University Of Florida, Gainesville FL

Investigators

Abstract

Fruit bats are important pollinators and seed dispersers in many tropical ecosystems. We think that they can influence the distribution patterns of plants and alter the ways in which nutrients (such as nitrogen and carbon) are cycled. However, ecologists don't really know enough about fruit bats to say more than this. Bats are technically difficult to study because they are small, nocturnal, fast-flying, and far-ranging. In this pioneering study, the investigators will use lightweight satellite transmitters to track the long distance movements of migratory straw-colored fruit bats from their colony at Kasanka, in northern Zambia.
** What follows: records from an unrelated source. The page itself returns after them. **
PR #372, opened 2023-11-22
feat: allow extra owners in the cleanup controllers

Unix4ever:
If extra owners is passed, the controller will not skip the resources owned by the specified owners and will destroy them too.

### DIFF
--- a/pkg/controller/generic/cleanup/cleanup.go
+++ b/pkg/controller/generic/cleanup/cleanup.go
@@ -12,6 +12,7 @@ import (
 
 	"github.com/hashicorp/go-multierror"
 	"github.com/siderolabs/gen/xerrors"
+	"github.com/siderolabs/gen/xslices"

The Kasanka colony is the largest known aggregation of fruit bats in the world, numbering an estimated 5-10 million. The bats are present at Kasanka from October to December. Ecologists currently have no idea where they come from or where they go to when they leave Kasanka, beyond the observation that they fly north (i.e., towards the equator). In addition to providing more information about bats, this project will test an approach that could provide fantastic opportunities for the study of many small, far-ranging organisms that until now, have been extremely difficult to track. Anticipated results will also be of relevance for the long-term sustainability of forests and human livelihoods in one of the poorest parts of the world. If the Kasanka bats make an important contribution to the long-term sustainability of fruit production in northern Zambia, understanding the habitat needs of the colony will be essential for conservation efforts in the region.